Her talk, titled "Building Memories from the Ground Up: Behavioral and Electrophysiological Indices of Developmental Change", takes place from 4:30 to 5:30pm, in the Harry Crowe Room, 109 Atkinson Building, Keele campus.
Until recently, infants were assumed to lack the ability to form, maintain and later retrieve memories of past events. It was thought that neural memory structures were not fully developed in infants and young children. Non-verbal tests, however, indicate that developments in recall of the past are well underway by late in the first year of life, and by the end of the second year, long-term recall is reliable and robust. So why don’t adults have a wealth of early memories?
Right: Patricia Bauer
That’s what Bauer, the principal investigator at the Bauer Memory Development Lab at Emory, is hoping to find out through her research into the complex process of memory. She says many of the same factors that affect memory in older children and adults also influence memory in infants, but there are also pronounced developmental changes in memory during those first few years. "By combining behavioural and electrophysiological measures, my colleagues and I are working to understand how the functional changes we observe relate to developments in the basic processes of encoding, consolidation, storage and retrieval of information from memory and to neuro-developmental changes that take place in the same period of time."

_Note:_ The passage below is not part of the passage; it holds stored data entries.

PR #787, opened 2019-09-18
fix(atom/input): fix input:disabled look on iOS/safari

jordevo:
**Background**
iOS Safari is rendering the input element of a disabled input atom with a 0.4 opacity and a subtle shade under the top border which makes it inconsistent with the look & feel of other SUI components that make use of the input atom such as Molecule Select. 

**Goal**
To fix this inconsistency.
Before this change: 
image
After this change:
image

**Tradeoffs**
This adds a bit of browser-specific attributes to the codebase.

### DIFF
--- a/components/atom/input/src/Input/Component/index.scss
+++ b/components/atom/input/src/Input/Component/index.scss
@@ -38,6 +38,8 @@ $class-read-only: '#{$base-class}--readOnly';
     &:not(#{$class-read-only}) {
       background: $bgc-atom-input-disabled;
     }
+    opacity: 1;
+    -webkit-appearance: none;
   }
 
   &:focus {


rmoralp (approved):

components/atom/input/src/Input/Component/index.scss
```diff
@@ -38,6 +38,8 @@ $class-read-only: '#{$base-class}--readOnly';
     &:not(#{$class-read-only}) {
       background: $bgc-atom-input-disabled;
     }
+    opacity: 1;
+    -webkit-appearance: none;
```
JoanClaret, line 42: did you try to just add `appearance: none;` and let autoprefixer/webpack do the magic?

rmoralp: Agree

jordevo: thought of doing that but tbh I wasn't sure how we're dealing with autoprefixer and since the issue is only occurring on Safari I just left it with the -webkit- prefix.

JoanClaret: if you just add the regular declaration, then every single vertical can choose which browsers want to prefix by configuring its bundler. I believe this is more aligned with the SUI philosophy.

jordevo: gotcha :)

devictoribero:
🚨 Care, the build is failing and it's not because of a code related to this `PR`. Is this usual? Do we have issues deploying to `Zeit`?

`Error: Error: Cannot find module '/home/travis/.now.json'`

**EDIT: I see it happens with another `PR`'s too, so I guess it's well known**

devictoribero (approved):
Would be good as it's been pointed out to try first `appearance: none;`.

I don't know if with this property the `postcss` will add the `auto prefix`

PR #789, opened 2019-09-18
fix(molecule/select): set opacity: 1 and appearance: none to disabled input element

jordevo:
… when used in molecule select.

**Background**
iOS Safari is rendering the input element of a disabled Atom Input within a Molecule Select with a 0.4 opacity and a subtle shade under the top border which makes it inconsistent with the look & feel of other SUI components. 

**Goal**
To fix this inconsistency.

Before this change: 
image

After this change:
image

**Tradeoffs**
This adds a bit of browser-specific attributes to the codebase.

### DIFF
--- a/components/molecule/select/src/index.scss
+++ b/components/molecule/select/src/index.scss
@@ -40,6 +40,11 @@ $bgc-atom-input-disabled: $c-gray-lightest !default;
         }
       }
 
+      #{$class-select-atom-input-input}:disabled {
+        opacity: 1;
+        -webkit-appearance: none;
+      }
+
       #{$class-select-atom-input-input}:first-child,
       #{$class-select-atom-input-tags} {
         padding-right: $pr-select-atom-input-tags;


components/molecule/select/src/index.scss
```diff
@@ -40,6 +40,11 @@ $bgc-atom-input-disabled: $c-gray-lightest !default;
         }
       }
 
+      #{$class-select-atom-input-input}:disabled {
+        opacity: 1;
```
kikoruiz, line 44: This won't work if you move this properties into the line 39? It seems it's applying to the same selector...

jordevo: Won't work as we want. I think whatever there is on L39 applies to #{$class-select-atom-input-input} within an explicitly disabled molecule select. In our case we want to make sure our opacity and appearance is applying to the disabled input element of the atom input, whether or not the molecule select containing it is disabled. Does it make sense?

kikoruiz: ok, it makes sense

kikoruiz (approved):

midudev (approved):

PR #1586, opened 2021-06-28
Feat/enable secondary color for buttons

nachoAdevinta:
### Types of changes

- [ ] Documentation Only
- [ ] Refactor

Some verticals use a secondary color for buttons (in addition of the accent one) and most of the times the style is overwritten to achieve a 'secondary' color style instead using the Theme Variables.

### Screenshots - Animations

We can find a quick example in the Fotocasa home page:

image

### DIFF
--- a/components/atom/button/demo/index.js
+++ b/components/atom/button/demo/index.js
@@ -64,9 +64,15 @@ const starIcon = (
 
 const atomButtonColorsIterator = atomButtonColors
   .filter(color =>
-    ['primary', 'accent', 'neutral', 'success', 'alert', 'error'].includes(
-      color
-    )
+    [
+      'primary',
+      'secondary',
+      'accent',
+      'neutral',
+      'success',
+      'alert',
+      'error'
+    ].includes(color)
   )
   .map((color, index) => [{color}, index])
 const atomButtonSocialColorsIterator = atomButtonColors
@@ -354,7 +360,7 @@ const Demo = () => {
             are solid by default for each <Code>design</Code>.
           </Paragraph>
           <Article>
-            <Grid cols={7} gutter={10}>
+            <Grid cols={8} gutter={10}>
               <Cell />
               {atomButtonColorsIterator.map(([{color}], index) => (
                 <Cell key={index} style={flexCenteredStyle}>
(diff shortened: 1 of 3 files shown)


andresin87:
atomButtonColorsIterator appears multiple times in the demo. not only in first example

andresin87:
I think the secondary usage can be the same as accent? Is it really needed?

nachoAdevinta:
> atomButtonColorsIterator appears multiple times in the demo. not only in first example

@andresin87 yep, but it only breaks grid layout in the first two grids:

image

the others are rows but cols, so no need to update cols count:

image

nachoAdevinta:
> I think the secondary usage can be the same as accent? Is it really needed?

@andresin87 that has been a topic with UX, to update accent to use it, but in addition to the primary color #303ab2 fotocasa is using 2 more:

1. #e3165b for accent (for example in fav button or some banners):

image

image

2. #1edbcf for secondary (for example in home search button and others to come in the near future):

image

oriolpuig:
Hi @nachoAdevinta,

This discussion to add a $c-secondary color to SUI is recurrent.

When I started at the company (2 years ago), I thought to add it and at the end, after discuss it with SUI team, we agreed to not do it.

The current solution that your are trying to do, is partially solved at Fotocasa theme, you can check it [here](https://github.mpi-internal.com/scmspain/frontend-fc--web-server/blob/master/theme/src/components/_components.scss#L5).

I hope to help you

nachoAdevinta:
> Hi @nachoAdevinta,
> 
> This discussion to add a $c-secondary color to SUI is recurrent.
> 
> When I started at the company (2 years ago), I thought to add it and at the end, after discuss it with SUI team, we agreed to not do it.
> 
> The current solution that your are trying to do, is partially solved at Fotocasa theme, you can check it [here](https://github.mpi-internal.com/scmspain/frontend-fc--web-server/blob/master/theme/src/components/_components.scss#L5).
> 
> I hope to help you

Hi @oriolpuig, thx!!

That is already part of another PR that I have prepared to customize the hypothetical secondary color. At the end, it's not enough because customizing the `$c-atom-button-colors` map values is indeed overwriting one of current existing ones. If there is no secondary, which one should I overwrite?

PR #1587, opened 2021-06-29
feat(components/molecule/photoUploader): add handled images prop

oriolpuig:
### Types of changes

We upload images to server on everey image uploaded on SUI component. The status of image at SUI component doesn't update from outside.

With this new prop `handledFiles`, we can pass the new SUI component status from outside.

### DIFF
--- a/components/molecule/photoUploader/src/index.js
+++ b/components/molecule/photoUploader/src/index.js
@@ -1,4 +1,4 @@
-import {useState, forwardRef} from 'react'
+import {useEffect, useState, forwardRef} from 'react'
 import {useDropzone} from 'react-dropzone'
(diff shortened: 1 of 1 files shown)


adriadoz (approved):

danivm (approved):

components/molecule/photoUploader/src/index.js
```diff
@@ -87,6 +88,10 @@ const MoleculePhotoUploader = forwardRef(
       DEFAULT_NOTIFICATION_ERROR
     )
 
+    useEffect(() => {
+      setFiles(handledFiles)
```
andresz1, line 92: Beware though, as sync props and state is usually an anti-pattern. I'd rather make it controlled/uncontrolled

PR #1605, opened 2021-07-13
Feat/scmi 60031/validation code

danivm:
## atom/validationCode
**TASK**:  [SCMI-60031](https://jira.scmspain.com/browse/SCMI-60031) 

### Types of changes

- [ ] Documentation Only
- [ ] Refactor

Create new `ValidationCode` component

### Screenshots - Animations
validationcode


components/atom/validationCode/src/index.js
```diff
@@ -0,0 +1,67 @@
+import PropTypes from 'prop-types'
+import {useState, useRef, createRef} from 'react'
+
+const DEFAULT_LENGTH = 6
+const BASE_CLASS = 'react-AtomValidationCode'
```
arnau-rius: All components have 'sui-ComponentName' as baseClass. Should we follow the convention?

components/atom/validationCode/src/index.js
```diff
@@ -0,0 +1,67 @@
...
+}) {
+  const [numbers, setNumbers] = useState(new Array(length).fill(null))
+
+  const numberRefs = useRef([])
+  numberRefs.current = numbers.map(
+    (_, i) => numberRefs.current[i] ?? createRef()
+  )
+
+  const handleChange = ({i, value}) => {
+    if (value < 10) {
```
arnau-rius: Maybe we can assign this `10` into a variable so we can give it some meaning. Is it the `MAX_NUMBER_FOR_EACH_VALUE` maybe?

components/atom/validationCode/src/index.js
```diff
@@ -0,0 +1,67 @@
...
+
+      nextInput
+        ? nextInput.current.focus()
+        : numberRefs.current[i].current.blur()
+    }
+  }
+
+  return (
+    <div className={BASE_CLASS}>
+      {label && <h3 className={`${BASE_CLASS}-label`}>{label}</h3>}
```
arnau-rius: IMHO this should not be inside the component. There is a special component `atom/label` that does this job.. Maybe we can keep it separated and let the developers compose it.

arnau-rius (approved):
Nice component 👏🏽

components/atom/validationCode/src/index.js
```diff
@@ -0,0 +1,65 @@
...
+  numberRefs.current = numbers.map(
+    (_, i) => numberRefs.current[i] ?? createRef()
+  )
+
+  const handleChange = ({i, value}) => {
+    if (value < INPUT_MAX_NUMBER) {
+      const numberArray = [...numbers]
+      numberArray[i] = value
+      setNumbers(numberArray)
+      onChange(numberArray.join(''))
```
andresin87: event handlers must return as an argument, the raw event and an object with the desired returning values:
```js
onChange(ev, {value: numberArray.join('')})
```
this means you also need to send the raw event to the declarated innerHandler. You can also wrap it into a useCallback in order not to redeclare it each time per render.

andresin87 (commented):
What do we want to do if the length is modified by prop (update lyfecycle)? It's going to work?

andresin87:
What do we do if we want to mask it (*) for pin usages? Is it needed?

danivm:
> What do we do if we want to mask it (*) for pin usages? Is it needed?

This is not in the specs:
https://www.figma.com/file/KEuHkTBkjjb1VX9D2dd1fn/Validation-Code?node-id=522%3A478

oriolpuig (approved):

oriolpuig:
🔥🔥🔥🔥🔥

nistadev (approved):
🔝 🔥

AitorRodriguez990 (approved):

PR #1610, opened 2021-07-13
feat(components/molecule/select): limit the number of posible selected items

arnau-rius:
### Types of changes

- [ ] Documentation Only
- [ ] Refactor

🆕  New prop **`maxTags`** that limits the numbers of selected items.
🔦  It follows the same API defined for the `MoleculeInputTags` component.

### Screenshots - Animations

In the next example, `maxTags` is 3.

maxtags

### DIFF
--- a/components/molecule/select/README.md
+++ b/components/molecule/select/README.md
@@ -18,21 +18,22 @@ import MoleculeSelect, {
 } from '@s-ui/react-molecule-select'
 import MoleculeSelectOption from '@s-ui/react-molecule-dropdown-option'
 
-const IconCloseTag = () => <span>x</span>  
-const IconArrowDown = () => <span>▼</span>  
+const IconCloseTag = () => <span>x</span>
+const IconArrowDown = () => <span>▼</span>
 
-const options = ['John','Paul','George','Ringo']
+const options = ['John', 'Paul', 'George', 'Ringo']
 ```
 
 ### Single Selection
 
 #### Basic usage
+
 ```js
 <MoleculeSelect
-      placeholder="Select a Country..."
-      onChange={(_, {value}) => console.log(value)}
-      iconArrowDown={<IconArrowDown />}
-    >
+  placeholder="Select a Country..."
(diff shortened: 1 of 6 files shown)


components/molecule/select/src/index.js
```diff
@@ -197,6 +197,9 @@ MoleculeSelect.propTypes = {
   /** if select accept single value or multiple values */
   multiselection: PropTypes.bool,
 
+  /** if multiselection, limit the number of selected values */
+  maxTags: PropTypes.oneOfType([PropTypes.string, PropTypes.number]),
```
arnau-rius: 💡 What do you think about this? Should we allow numbers only❓

components/molecule/select/README.md
```diff
@@ -18,21 +18,22 @@ import MoleculeSelect, {
 } from '@s-ui/react-molecule-select'
 import MoleculeSelectOption from '@s-ui/react-molecule-dropdown-option'
```
arnau-rius, line 19: Some auto-formatting ... ⬇️ 😕

components/molecule/select/src/index.js
jordevo: what could be a string for, here?

jmanrumartinez: IMO it's not needed to allow the user to pass the prop as a string since it's only a number representation

jmanrumartinez (approved):

jordevo (approved):

javiauso (approved):

tomasmax (approved):

turolopezsanabria:
Awesome thnx
as discussed in our weekly
- Can we make sure a [helpText](https://sui-components.vercel.app/workbench/atom/helpText/demo) is always used in combination with the maxTags allowed?
- I also suggest showing an alert to the user once the max number allowed has been reached (not final solution, just a proposal)

screenshot_2021-07-14_at_11 56 03

andresin87 (approved):

PR #1616, opened 2021-07-21
feat(components/atom/tooltip): functional component

andresin87:
## ATOM/TOOLTIP
**TASK**: 

### Types of changes

- [x] Documentation
- [x] Refactor

- Functional Components
- title & content --> content
- HoC removed:
  - withIntersectionObserver
  - withOpenToogle
- Hooks usage
  - [useControlledState](https://github.com/SUI-Components/adevinta-spain-components/tree/master/components/react/hooks#usecontrolledstate) (adevinta-spain-components) (@s-ui/react-hooks)
  - [useIntersection](https://github.com/streamich/react-use/blob/master/docs/useIntersection.md) (react-use)
- removes the resulting color classes cached.

### Inspiration
- ref target
  - [reactstrap 8.9.0](https://reactstrap.github.io/components/tooltips/#app)
- wrapping
  - [carbon](https://www.carbondesignsystem.com/components/tooltip/usage)
  - [chakra](https://chakra-ui.com/docs/overlay/tooltip)
  - [material-ui](https://material-ui.com/components/tooltips/#tooltip)
  - [tooltip](https://ant.design/components/tooltip/#header)


components/atom/tooltip/src/index.scss
```diff
@@ -221,6 +200,20 @@ $c-atom-tooltip-colors: (
     }
   }
 
+  &[data-placement='left-start'],
+  &[data-placement='right-start'] {
+    #{$class-inner} {
+      transform: translateY(-8px);
```
nistadev: It is better to use variables for this `translateY` value.

components/atom/tooltip/src/index.scss
```diff
@@ -221,6 +200,20 @@ $c-atom-tooltip-colors: (
...
+    }
+  }
+
+  &[data-placement='left-end'],
+  &[data-placement='right-end'] {
+    #{$class-inner} {
+      transform: translateY(8px);
```
nucliweb: Same here

components/atom/tooltip/src/index.scss
andresin87: removed – deprecated selectors

components/atom/tooltip/src/index.scss
andresin87: same (removed – deprecated selectors)

components/atom/tooltip/src/AtomTooltip.js
```diff
@@ -0,0 +1,135 @@
...
+const AtomTooltip = forwardRef(
+  (
+    {
+      children,
+      color,
+      content,
+      defaultIsVisible,
+      delay,
+      isArrowed = true,
+      isVisible,
```
nucliweb, line 34: As you were commented in the SUI Components Weekly today, we would define the default value to `true`, right?

```suggestion
      isVisible = true,
```

andresin87: default naming:
- if bolean prop --> prefix is (no with)
- semantic affirmative (visible – no hidden)

resulting attribute name: `isVisible`

the default value depends in the behaviour desired for the component: in this case `undefined`

another example:
- hidearrow --> isArrowed
- withLabel --> isLabeled (this example opens the next point -with is a reserved prefix used for HoC and use is reserved for Hooks)

nucliweb (approved):

components/atom/tooltip/src/index.scss
```diff
@@ -82,7 +88,7 @@ $c-atom-tooltip-colors: (
 }
 
 #{$base-class} {
-  display: block;
+  display: contents;
```
nucliweb, line 91: 👀  The `display: contents` don't have support for IE 11, and has partial support for Safari, Safari iOS, and Samsung Internet, take a look at the [support](https://caniuse.com/css-display-contents)

andresin87: https://github.com/SUI-Components/sui-components/blob/master/components/atom/popover/src/index.scss#L33

2 months ago (nobody has reported any issue)

andresin87: 🤷

nistadev (approved):

PR #1631, opened 2021-08-03
feat(components/atom/icon): add graylight color to colors

jmanrumartinez:
### Types of changes

- [ ] Documentation Only
- [ ] Refactor

Add grayLight color into the exported `ATOM_ICON_COLORS` constant

### DIFF
--- a/components/atom/icon/src/index.scss
+++ b/components/atom/icon/src/index.scss
@@ -16,7 +16,8 @@ $atom-icon-colors: (
   'error': $c-error,
   'primary': $c-primary,
   'success': $c-success,
-  'gray': $c-gray
+  'gray': $c-gray,
+  'grayLight': $c-gray-light-1
 );
 
 .sui-AtomIcon {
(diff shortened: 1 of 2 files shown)


components/atom/icon/src/index.scss
```diff
@@ -16,7 +16,8 @@ $atom-icon-colors: (
   'error': $c-error,
   'primary': $c-primary,
   'success': $c-success,
-  'gray': $c-gray
+  'gray': $c-gray,
+  'grayLight': $c-gray-light-1
```
jmanrumartinez, line 20: Do you think we should have a detailed key for gray light 1 variation? Like `grayLight1` instead of have `grayLight` with gray light 1 variation.

rmoralp (commented):
IMHO, even though the compiled code is small, it could be dangerous to start adding all color variations. Could you check if `currentColor` covers your needs and UX requirements?

jmanrumartinez:
> IMHO, even though the compiled code is small, it could be dangerous to start adding all color variations. Could you check if `currentColor` covers your needs and UX requirements?

That's right, I had a misconception about `currentColor`. Thanks @rmoralp for explaining it to me. I'm gonna close the PR.

PR #1660, opened 2021-09-01
feat(components/molecule/checkboxField): Add color tkn to checkboxField

fredyzz:
### Types of changes

Add color token to molecule checkboxField.
This token will allow us to keep the default color of the label and modify it when we need it, as it is required in the design of the component or the page.


midudev (approved):

turolopezsanabria (approved):
Approved, but just to have more info in case this is something to take into consideration for other themes as well

Can you add more info as of why you need this?
thnx!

Bauer and colleagues are conducting prospective studies, tracking what happens to early memories in preschoolers as they grow, develop and get older. She is also identifying what determines what is remembered and what is forgotten, and looking at where individual, familial and cultural influences fit in the shaping of autobiographical memory.
Understanding the neural, cognitive and social contributions to what’s known as the phenomenon of childhood amnesia, is also important to Bauer, senior associate dean for research in Emory College at the university and the Asa Griggs Candler Professor of Psychology. She is also investigating the memories of premature infants, internationally adopted infants and maltreated infants.
Bauer is the author of Remembering the Times of Our Lives: Memory in Infancy and Beyond (Lawrence Erlbaum Associates, 2006) and co-editor of Short- and Long-Term Memory in Infancy and Early Childhood (Oxford University Press, 2007). She is also the editor of the Journal of Cognition and Development.
From 1989 to 2005, Bauer was a faculty member in the Institute of Child Development at the University of Minnesota. She then worked in the Department of Psychology and Neuroscience at Duke University for two years before joining the faculty of Emory University in 2007.
The lecture is sponsored by the Department of Psychology in York’s Faculty of Health and the Office of the Vice-President of Research & Innovation at York University. It is part of an ongoing series of presentations. All are welcome.